My Buddy: The Other Side of Oz began as a recording project, then called The Scarecrow Sessions. Kiki later decided to make an album of jazz-inspired arrangements of the music associated with her father’s long and winding career. She found a wealth of material, and both the album and the live show featured standards from the Great American Songbook. These included “Moon River,” “Over the Rainbow,” “Easy to Love,” “St. Louis Woman,” “If I Only Had a Brain,” “You Are My Lucky Star,” the film-noir staple “Laura,” and the charming “At the Codfish Ball,” to which Buddy danced on-screen with that tiny titan Shirley Temple in a highlight from his early movie career.

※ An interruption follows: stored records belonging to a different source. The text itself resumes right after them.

PR #4457, opened 2020-07-08
[Fix]: Correct Error Message For Blocked Domain During Registration

marcomaddy1982:
## What's new in this PR?

When the server was responding that the email during the registration had a blocked domain a generic error message was shown, instead of showing an ad hoc one.

### Dependencies

sync-engine: https://github.com/wireapp/wire-ios-sync-engine/pull/1261


Wire-iOS/Sources/UserInterface/Helpers/UIViewController+ErrorAlert.swift
```diff
@@ -54,6 +54,8 @@ extension UIViewController {
                 message = ""
             case .needsCredentials:
                 message = "error.user.needs_credentials".localized
+            case .domainBlocked:
+                message = code.errorDescription ?? "error.user.unkown_error".localized
```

As the narrator of the live show, the charismatic Kiki is a study in genetics: she’s sleek and angular like her father with a stylish grace and a distinctive beauty. I have followed the evolution of this tribute to Buddy for several years, and this current incarnation was breathtaking. As she discovered buried treasure in archives from vaudeville, Broadway, Hollywood, and the coming of television, Kiki explored Buddy’s American success story from his roots to the many fruits of his many labors. In addition to all the show-business stories, Kiki also included priceless memories from their family life, ranging from Buddy’s childhood through three marriages and eight children.
Supported by world class musicians—Jeff Colella on piano, Chris Colangelo on acoustic bass, Kendall Kay on drums, and virtuoso features by Bob Sheppard on sax and flute—Kiki showed that she has become the jazz singer that her father always wanted her to be. She’s fluid, sultry, dulcet, and evocative. Presented by the El Portal Theatre and Siki Productions, Kiki’s performance was complemented by the venue itself. The chic and subdued Monroe Forum enabled an intimacy as though Kiki was performing in your living room—that is, if your living room had a jazz band and a full-size movie screen. I have to mention the gorgeous quality of the sound in the venue, which is far beyond what you might expect in a small theater. The sound design by Steve Wallace and the acoustics of the space were perfection.
If you enjoy wise and witty storytelling, celebrity insider nostalgia, exquisite jazz-influenced musical arrangements, and an examination of a life well lived, then Kiki Ebsen’s My Buddy: The Other Side of Oz was custom made for you.